EXERCISE DETAILS =>
Every entry should be copied exactly, with nothing added or dropped.

[Dataset entries]
PR #17, opened 2022-01-20
[linkmgrd] linkmgrd subscribes MUX_CABLE_INFO table to handle peer OIR events

zjswhhh:
### Description of PR

Summary:
Fixes # (issue)

In the current Gemini linkmgrd design, when ICMP pinging consistently fails, a link prober unknown event won't trigger a switchover. In this scenario, if active side's cable is unplugged, there won't be a toggle to switch standby side to active. This PR is to handle this edge case.  

### Type of change

- [ ] Bug fix
- [x] New feature
- [ ] Doc/Design
- [ ] Unit test

To make sure switchover happens when active side's cable is unplugged even when ICMP is not working. 

#### How did you do it?
Make linkmgrd listen to MUX_CABLE_INFO table, which stores peer's link status. This peer's link status will be probed and updated through I2C from MUX every 60s. 

Added Unit tests. Also tested this change on dual testbed, toggling happened as expected.

### DIFF
--- a/src/MuxPort.cpp
+++ b/src/MuxPort.cpp
@@ -250,4 +250,20 @@ void MuxPort::handleMuxConfig(const std::string &config)
     )));
 }
 
+// 
+// ---> handleDefaultRouteState(const std::string &routeState);
+// 
+// handles default route state notification
+//
+void MuxPort::handleDefaultRouteState(const std::string &routeState)
+{
+    MUXLOGDEBUG(boost::format("port: %s, state db default route state: %s") % mMuxPortConfig.getPortName() % routeState);
+
+    boost::asio::io_service &ioService = mStrand.context();
+    ioService.post(mStrand.wrap(boost::bind(
+        &link_manager::LinkManagerStateMachine::handleDefaultRouteStateNotification,
+        &mLinkManagerStateMachine,
+        routeState
+    )));
+}
 } /* namespace mux */
--- a/src/MuxPort.cpp
+++ b/src/MuxPort.cpp
@@ -110,6 +110,28 @@ void MuxPort::handleLinkState(const std::string &linkState)
 }
 
 //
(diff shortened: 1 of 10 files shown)


zjswhhh:
Hi @vdahiya12 - could you please review this PR when you get a chance? Thanks!

src/MuxPort.cpp
```diff
@@ -109,6 +109,28 @@ void MuxPort::handleLinkState(const std::string &linkState)
...
+//
+// ---> handlePeerLinkState(const std::string &linkState); 
+//
+// handle peer's link state updates
+//
+void MuxPort::handlePeerLinkState(const std::string &linkState)
+{
+    MUXLOGDEBUG(boost::format("port: %s, state db peer link state: %s") % mMuxPortConfig.getPortName() % linkState);
+
+    link_state::LinkState::Label label = link_state::LinkState::Label::Down;
```
vdahiya12, line 121: Are you assuming in all cases that except an up it will be down? In that case we might be doing redundant things in case of an "N/A" which could also be a valid state. 
For Link state down we should exclusively tie it to "down";

vdahiya12:
Lets also test the changes in the lab by bringing the link down on the peer.

src/MuxPort.cpp
zjswhhh: Agree. I rethink about it, in the case of "N/A", we should assume peer's link state is up, to avoid unnecessary actions as this table is not always up to date. 

Updated accordingly.

zjswhhh:
> Lets also test the changes in the lab by bringing the link down on the peer.

I tested on virtual testbeds by manually changing the link_status_peer value in state db. Do you mean the physical testbed or?

zjswhhh:
Conducted tests on virtual testbeds with y_cable simulator reporting peer link state as down, it worked as expected. @vdahiya12

vdahiya12 (approved):

PR #21, opened 2022-02-09
[lgtm] Enable lgtm

lolyu:
### Description of PR

Summary:
Fixes # (issue)

### Type of change

- [ ] Bug fix
- [x] New feature
- [ ] Doc/Design
- [ ] Unit test

Enable lgtm for `sonic-linkmgrd` repo

#### How did you do it?
Add `lgtm.yml` to enable the process


src/LinkMgrdMain.cpp
```diff
@@ -59,6 +59,7 @@ namespace {
 int main(int argc, const char* argv[])
 {
     int retValue = EXIT_SUCCESS;
+    int dummyVal = -1;
```
lguohan, line 62: why do we need this?

lolyu: I was trying to trigger the lgtm check with some code change. Will remove it soon.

TASK SOLUTION =>
PR #17, opened 2022-01-20
[linkmgrd] linkmgrd subscribes MUX_CABLE_INFO table to handle peer OIR events

zjswhhh:
### Description of PR

Summary:
Fixes # (issue)

In the current Gemini linkmgrd design, when ICMP pinging consistently fails, a link prober unknown event won't trigger a switchover. In this scenario, if active side's cable is unplugged, there won't be a toggle to switch standby side to active. This PR is to handle this edge case.  

### Type of change

- [ ] Bug fix
- [x] New feature
- [ ] Doc/Design
- [ ] Unit test

To make sure switchover happens when active side's cable is unplugged even when ICMP is not working. 

#### How did you do it?
Make linkmgrd listen to MUX_CABLE_INFO table, which stores peer's link status. This peer's link status will be probed and updated through I2C from MUX every 60s. 

Added Unit tests. Also tested this change on dual testbed, toggling happened as expected.

### DIFF
--- a/src/MuxPort.cpp
+++ b/src/MuxPort.cpp
@@ -250,4 +250,20 @@ void MuxPort::handleMuxConfig(const std::string &config)
     )));
 }
 
+// 
+// ---> handleDefaultRouteState(const std::string &routeState);
+// 
+// handles default route state notification
+//
+void MuxPort::handleDefaultRouteState(const std::string &routeState)
+{
+    MUXLOGDEBUG(boost::format("port: %s, state db default route state: %s") % mMuxPortConfig.getPortName() % routeState);
+
+    boost::asio::io_service &ioService = mStrand.context();
+    ioService.post(mStrand.wrap(boost::bind(
+        &link_manager::LinkManagerStateMachine::handleDefaultRouteStateNotification,
+        &mLinkManagerStateMachine,
+        routeState
+    )));
+}
 } /* namespace mux */
--- a/src/MuxPort.cpp
+++ b/src/MuxPort.cpp
@@ -110,6 +110,28 @@ void MuxPort::handleLinkState(const std::string &linkState)
 }
 
 //
(diff shortened: 1 of 10 files shown)


zjswhhh:
Hi @vdahiya12 - could you please review this PR when you get a chance? Thanks!

src/MuxPort.cpp
```diff
@@ -109,6 +109,28 @@ void MuxPort::handleLinkState(const std::string &linkState)
...
+//
+// ---> handlePeerLinkState(const std::string &linkState); 
+//
+// handle peer's link state updates
+//
+void MuxPort::handlePeerLinkState(const std::string &linkState)
+{
+    MUXLOGDEBUG(boost::format("port: %s, state db peer link state: %s") % mMuxPortConfig.getPortName() % linkState);
+
+    link_state::LinkState::Label label = link_state::LinkState::Label::Down;
```
vdahiya12, line 121: Are you assuming in all cases that except an up it will be down? In that case we might be doing redundant things in case of an "N/A" which could also be a valid state. 
For Link state down we should exclusively tie it to "down";

vdahiya12:
Lets also test the changes in the lab by bringing the link down on the peer.

src/MuxPort.cpp
zjswhhh: Agree. I rethink about it, in the case of "N/A", we should assume peer's link state is up, to avoid unnecessary actions as this table is not always up to date. 

Updated accordingly.

zjswhhh:
> Lets also test the changes in the lab by bringing the link down on the peer.

I tested on virtual testbeds by manually changing the link_status_peer value in state db. Do you mean the physical testbed or?

zjswhhh:
Conducted tests on virtual testbeds with y_cable simulator reporting peer link state as down, it worked as expected. @vdahiya12

vdahiya12 (approved):

PR #21, opened 2022-02-09
[lgtm] Enable lgtm

lolyu:
### Description of PR

Summary:
Fixes # (issue)

### Type of change

- [ ] Bug fix
- [x] New feature
- [ ] Doc/Design
- [ ] Unit test

Enable lgtm for `sonic-linkmgrd` repo

#### How did you do it?
Add `lgtm.yml` to enable the process


src/LinkMgrdMain.cpp
```diff
@@ -59,6 +59,7 @@ namespace {
 int main(int argc, const char* argv[])
 {
     int retValue = EXIT_SUCCESS;
+    int dummyVal = -1;
```
lguohan, line 62: why do we need this?

lolyu: I was trying to trigger the lgtm check with some code change. Will remove it soon.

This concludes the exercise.